**What you are asked to do:**
Only the lines with the string "upsell" are needed; return each of them from the entries below.

(Data excerpts)
= = = =

PR #186, opened 2017-03-03
we could just make them all 20px wider

crmorford:
just tryna nip these upsell-style complaints in the bud 
screen shot 2017-03-02 at 5 26 07 pm
screen shot 2017-03-02 at 5 25 34 pm

### DIFF
--- a/lib/widgets/upsell-popup/index.styl
+++ b/lib/widgets/upsell-popup/index.styl
@@ -1,7 +1,8 @@
 @import '../../stylesheets/defaults'
 
 mp-modal
-  width 285px
+  width 305px
+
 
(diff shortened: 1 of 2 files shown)


lib/widgets/upsell-popup/index.styl
```diff
@@ -26,11 +27,12 @@ mp-modal
...
-      .upgrade-link
-        color blue-900
-        cursor pointer
-        font-weight weight-bold
-        text-decoration none
 
         &:hover
           color mp-blue
+
+.upgrade-link
```
crmorford: this was getting the 'mp-upsell-popup' prefix & not being applied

= = = =

**Task answer:**
just tryna nip these upsell-style complaints in the bud 
--- a/lib/widgets/upsell-popup/index.styl
+++ b/lib/widgets/upsell-popup/index.styl
lib/widgets/upsell-popup/index.styl
crmorford: this was getting the 'mp-upsell-popup' prefix & not being applied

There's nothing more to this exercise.